The invention will be further described below in conjunction with embodiment:
Embodiment 1, and this low-grade magnesite prepares high purity magnesium hydroxide and method of magnesium oxide carries out in the steps below:
Get 1000g magnesite, 950 ℃ of lower calcining 3h(burning mistake rates are 47.5% in calcining furnace), reclaim the carbonic acid gas that calcining and decomposing goes out; The light-burned ore reduction of magnesite with after the calcining is finely ground to 200 order to 300 purpose light burnt powder powder; Add entry 980ml in the light burnt powder powder and stir, be mixed with concentration and be 35% light burnt powder slurry, get the ammonium chloride that quality is 1150g, add entry 2500ml and stirring and dissolving, be mixed with 25% ammonium chloride solution; Light burnt powder slurry and ammonium chloride solution react in the enamel still that stirs and heat, and temperature of reaction is 105 ℃, and the reaction times is 3h, the ammonia that generates in the reaction process, magnesium chloride and calcium chloride, and Ammonia recovery also is condensed into ammoniacal liquor; The carbonic acid gas that reclaims, ammoniacal liquor and calcium chloride generate calcium carbonate at the stainless steel cauldron internal reaction, after removing calcium carbonate, obtain magnesium chloride solution, in with the stainless steel cauldron that stirs and heat, generate magnesium hydroxide with ammoniacal liquor and magnesium chloride solution, temperature of reaction is 80 ℃, reaction and digestion time are 1.5h, and ammonia volume is excessive 30%, and the magnesium hydroxide of generation adopts 80 ℃ of hot washes, be specially the original position countercurrent washing three times, pulping and washing once, again original position washing once, the moisture magnesium hydroxide that obtains is at 130 ℃ of lower dry 3h, then at 600 ℃ of lower calcining 2h, obtain high-purity magnesium oxide, gained high purity magnesium hydroxide quality is 410g, and purity is 99.38%, gained high-purity magnesium oxide quality is 280g, and purity is 99. 17%.Ammonium chloride is technical grade, content〉99%.
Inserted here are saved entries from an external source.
PR #7677, opened 2025-01-28
fix: Fix focusing radio, checkbox, and switch on press

devongovett:
Fixes two issues introduced in usePress refactor:

1. Clicking on a RAC Radio, Checkbox, or Switch no longer focused the element. This is because usePress no longer programmatically focuses, and `useRadio`/`useToggle` include a `preventDefault` in the onClick handler on the label. RSP was not affected because there the native input is positioned on top of the label. Removing the preventDefault introduced the second problem...
2. On iOS, tapping the radio or toggle caused it to be triggered twice. Additionally, in testing we noticed that unexpected focus rings were appearing on listbox items in Tailwind examples on iOS. This was because our own click simulation that we trigger during `onPointerUp` in case the browser's click event is not fired was triggering in addition to the native `click` event. After some spelunking into the WebKit source code, I found that iOS has a [32ms delay](https://github.com/WebKit/WebKit/blob/dccfae42bb29bd4bdef052e469f604a9387241c0/Source/WebKit/WebProcess/WebPage/ios/WebPageIOS.mm#L875-L892) on the click event for non-form elements without a [specific ARIA role](https://github.com/WebKit/WebKit/blob/dccfae42bb29bd4bdef052e469f604a9387241c0/Source/WebCore/accessibility/AccessibilityObject.cpp#L1186). For radios and toggles, you are tapping on the `<label>` element not the actual input so the fast path exception in WebKit does not apply. So our timer of 5ms was firing before the browser's click event was fired, ending up with two clicks. Raising this timeout fixes the issue.

### DIFF
--- a/packages/@react-aria/interactions/src/usePress.ts
+++ b/packages/@react-aria/interactions/src/usePress.ts
@@ -498,7 +498,9 @@ export function usePress(props: PressHookProps): PressResult {
             // However, iOS and Android do not focus or fire onClick after a long press.
             // We work around this by triggering a click ourselves after a timeout.
             // This timeout is canceled during the click event in case the real one fires first.
-            // In testing, a 0ms delay is too short. 5ms seems long enough for the browser to fire the real events.
+            // The timeout must be at least 32ms, because Safari on iOS delays the click event on
+            // non-form elements without certain ARIA roles (for hover emulation).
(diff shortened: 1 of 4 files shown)


reidbarber (approved):
LGTM, tested Chrome+Safari Mac and iOS Safari.

snowystinger (approved):

PR #7692, opened 2025-01-30
[WIP] Tree drag and drop

rob-clayburn:
I'm looking to get some feedback on this PR to add drag and drop to the Tree.

I am really really new to this codebase, and there are probably a ton of things I've not understood and have messed up

I've mainly just copied the logic from the listbox and applied it to the tree component.

There's a storybook story which I've added at http://localhost:9003/?path=/story/treeview--tree-example-dynamic-drag-n-drop&providerSwitcher-express=false&strict=true

Some things that would be great to get some feedback/help on are:

* I'm unclear as to whether the dragAndDropHooks should be created by the user each time (e.g. in the story). Some things i can see being useful, but it feels like the reorder function shouldn't have to be implemented here. Is there a better place to put this?

* Re-ordering works, but at some point it stops working. I can't seem to find a repeatable pattern of drag / drops to consistently replicate this though.

* In storybook the hot reload gives an error: 
image

* Although I've added the keyboard code - I've not yet tested that - was hoping to get the other issues ironed out first. 
* The way I've implemented the drop insert indicator causes the tree items to move which in turn can cause the drop to switch from before to after. The droppable listbox story renders items with a gap in between but I'm not sure if that is what is wanted in a tree view.

### DIFF
--- a/packages/@react-stately/data/src/useTreeData.ts
+++ b/packages/@react-stately/data/src/useTreeData.ts
@@ -116,10 +116,10 @@ export interface TreeData<T extends object> {
   moveBefore(key: Key, toParentKey: Key | null, index: number): void,
 
   /**
-   * Moves an item aftera node within the tree.
+   * Moves an item after ia node within the tree.
    * @param key - The key of the item to move.
    * @param toParentKey - The key of the new parent to insert into. `null` for the root.
-   * @param index - The index within the new parent to insert before.
+   * @param index - The index within the new parent to insert after.
    */
   moveAfter(key: Key, toParentKey: Key | null, index: number): void,
 
--- a/packages/@react-stately/data/src/useTreeData.ts
+++ b/packages/@react-stately/data/src/useTreeData.ts
@@ -116,7 +116,7 @@ export interface TreeData<T extends object> {
   moveBefore(key: Key, toParentKey: Key | null, index: number): void,
 
   /**
-   * Moves an item after ia node within the tree.
+   * Moves an item after a node within the tree.
    * @param key - The key of the item to move.
    * @param toParentKey - The key of the new parent to insert into. `null` for the root.
    * @param index - The index within the new parent to insert after.
@@ -419,7 +419,6 @@ export function useTreeData<T extends object>(options: TreeOptions<T>): TreeData
 
         // Otherwise, update the parent node and its ancestors.
         return updateTree(newItems, toParentKey, parentNode => {
-          console.log('parent node children ', parentNode.children);
           const c = [
             ...parentNode.children!.slice(0, afterIndex),
             movedNode,
--- a/packages/@react-stately/data/src/useTreeData.ts
+++ b/packages/@react-stately/data/src/useTreeData.ts
@@ -108,6 +108,22 @@ export interface TreeData<T extends object> {
   move(key: Key, toParentKey: Key | null, index: number): void,
 
   /**
+   * Moves an item before a node within the tree.
+   * @param key - The key of the item to move.
+   * @param toParentKey - The key of the new parent to insert into. `null` for the root.
+   * @param index - The index within the new parent to insert before.
+   */
+  moveBefore(key: Key, toParentKey: Key | null, index: number): void,
+
+  /**
+   * Moves an item aftera node within the tree.
+   * @param key - The key of the item to move.
+   * @param toParentKey - The key of the new parent to insert into. `null` for the root.
+   * @param index - The index within the new parent to insert before.
+   */
+  moveAfter(key: Key, toParentKey: Key | null, index: number): void,
+
+  /**
    * Updates an item in the tree.
    * @param key - The key of the item to update.
    * @param newValue - The new value for the item.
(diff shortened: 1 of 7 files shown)


reidbarber:
Thanks for the PR! I'm going to be taking a closer look when I have some time soon, just wanted to leave an update.

rob-clayburn:
thanks, have you managed to carve out some time to look at this?

reidbarber:
Sorry for the delay, we've been busy with the latest release! I just pushed a few small updates and a story that has DnD working in RAC Tree. I still need to debug RSP TreeView and fix some merge conflicts. The state management in the story should get simplified once we merge https://github.com/adobe/react-spectrum/pull/7854.

reidbarber:
Pushed a few changes so it should be in a decent state to test out. Some things to note:
- We're going to scope this to Tree in React Aria Components for now (adding to React Spectrum TreeView can be a follow-up). I made a new story for this and removed the old one.
- We'll probably need a way expand/collapse items while keyboard navigating during a drop.

packages/@react-stately/data/src/useTreeData.ts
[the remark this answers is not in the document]
LFDanLu: Another odd case that I discovered:
1. Drag "Reports 1" into "Projects 2" 
2. Drag "Project 2" down below "Project 3"
3. Drag "Project 2" down into "Reports" (Aka between "Reports" and "Reports 1" so that it becomes a child of "Reports"

Project 2 actually becomes a root level folder after this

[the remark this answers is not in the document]
LFDanLu: It might be that the drop operation thinks the drop position is "After Reports" which technically isn't wrong but it should really be "Before Reports 1" or have a greater degree of granularity (aka "between Reports and Reports 1"). This actually works with keyboard DnD (and has the proper "insert between Reports and Reports 1" drop target) but for some reason is targeting the wrong drop insertion target I think for mouse DnD

packages/react-aria-components/src/Tree.tsx
```diff
@@ -194,11 +219,128 @@ function TreeInner<T extends object>({props, collection, treeRef: ref}: TreeInne
...
+        onDropActivate: (e) => {
+          // Expand collapsed item when dragging over
+          if (e.target.type === 'item') {
+            let key = e.target.key;
+            let item = state.collection.getItem(key);
+            if (item && item.hasChildNodes && expandedKeys !== 'all' && !expandedKeys.has(key)) {
+              state.toggleKey(key);
+            }
+          }
+        },
```
LFDanLu, line 272: I can't seem to get this to trigger, not sure if regression or known?

packages/react-aria-components/src/Tree.tsx
```diff
@@ -194,11 +219,128 @@ function TreeInner<T extends object>({props, collection, treeRef: ref}: TreeInne
...
+        onKeyDown: e => {
+          if (e.key === 'ArrowRight' || e.key === 'ArrowLeft') {
+            // Toggle expansion when drop target is after expandable item
+            let target = dropState?.target;
+            if (target && target.type === 'item') {
```
LFDanLu, line 277: We may want to update this behavior in the future and make it possible for the user to keyboard navigate onto the row when drag and dropping and then accept "ArrowRight/ArrowLeft". Feels a bit confusing at the moment

packages/react-aria-components/src/Tree.tsx
```diff
@@ -397,6 +567,14 @@ export const TreeItem = /*#__PURE__*/ createBranchComponent('item', <T extends o
   // eslint-disable-next-line
   }, []);
 
+  let dragButtonRef = useRef<HTMLButtonElement>(null);
+  useEffect(() => {
+    if (dragState && !dragButtonRef.current && process.env.NODE_ENV !== 'production') {
+      console.warn('Draggable items in a Table must contain a <Button slot="drag"> element so that keyboard and screen reader users can drag them.');
```
LFDanLu, line 573:
```suggestion
      console.warn('Draggable items in a Tree must contain a <Button slot="drag"> element so that keyboard and screen reader users can drag them.');
```

LFDanLu (approved):
Approving for further testing. Issues can be investigated separately in a followup PR (I'll need to dive into the useTreeData for one of the aforementioned cases, unsure if it is a drop hooks issue or if the tree data is getting malformed)

packages/react-aria-components/src/Tree.tsx
```diff
@@ -128,7 +130,15 @@ export interface TreeProps<T> extends Omit<AriaTreeProps<T>, 'children'>, Multip
...
-  disabledBehavior?: DisabledBehavior
+  disabledBehavior?: DisabledBehavior,
+  /** The drag and drop hooks returned by `useDragAndDrop` used to enable drag and drop behavior for the Tree. */
+  dragAndDropHooks?: DragAndDropHooks,
+
+  /**
+   * An optional keyboard delegate implementation for type to select,
+   * to override the default.
+   */
+  keyboardDelegate?: KeyboardDelegate
```
devongovett, line 141: Do we need to expose this as a public prop? Doesn't look like we do in other collection components e.g. GridList

devongovett (approved):
let's get this in for testing

marchingband:
I am eagerly awaiting the next release to try this, as I was not able to locate any demo code for tree DND. Will some be made available with the release, and/or is there any available that I am missing? thank you!

reidbarber:
@marchingband We had a few outstanding bugs, so we ended up reverting this before the latest release. It should be in the next release though, and you can try it out in the nightlies now.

Embodiment 2, and this low-grade magnesite prepares high purity magnesium hydroxide and method of magnesium oxide carries out in the steps below:
Get 1000g magnesite, 1000 ℃ of lower calcining 3h(burning mistake rates are 49.8% in calcining furnace), reclaim the carbonic acid gas that calcining and decomposing goes out, with the light-burned ore reduction of magnesite after the calcining, be finely ground to-200 purpose light burnt powder powder, add entry 1000ml in the light burnt powder powder and stir, be mixed with concentration and be 35% light burnt powder slurry; Get the ammonium chloride that quality is 1200g; Add entry 3800ml, stirring and dissolving is mixed with 20% ammonium chloride solution; Light burnt powder slurry and ammonium chloride solution react in the enamel still that stirs and heat, and temperature of reaction is 110 ℃, and the reaction times is 3h, generates ammonia, magnesium chloride and calcium chloride in the reaction process, and Ammonia recovery also is condensed into ammoniacal liquor; The carbonic acid gas that reclaims, ammoniacal liquor and calcium chloride generate calcium carbonate at the stainless steel cauldron internal reaction, after removing calcium carbonate, obtain magnesium chloride solution, in with the stainless steel cauldron that stirs and heat, generate magnesium hydroxide with ammoniacal liquor and magnesium chloride solution, temperature of reaction is 85 ℃, reaction and digestion time are 1.5h, ammonia volume is excessive 40%, and the magnesium hydroxide of generation adopts 85 ℃ of hot washes, is specially the original position countercurrent washing three times, pulping and washing once, original position is washed once again, and then the moisture magnesium hydroxide that obtains obtains high-purity magnesium oxide at 650 ℃ of lower calcining 2h at 140 ℃ of lower dry 2h, the high purity magnesium hydroxide quality is 418g, purity is 99.53%, and calcining obtains high-purity magnesium oxide 286g, and purity is 99. 25%.Ammonium chloride is technical grade, content〉99%.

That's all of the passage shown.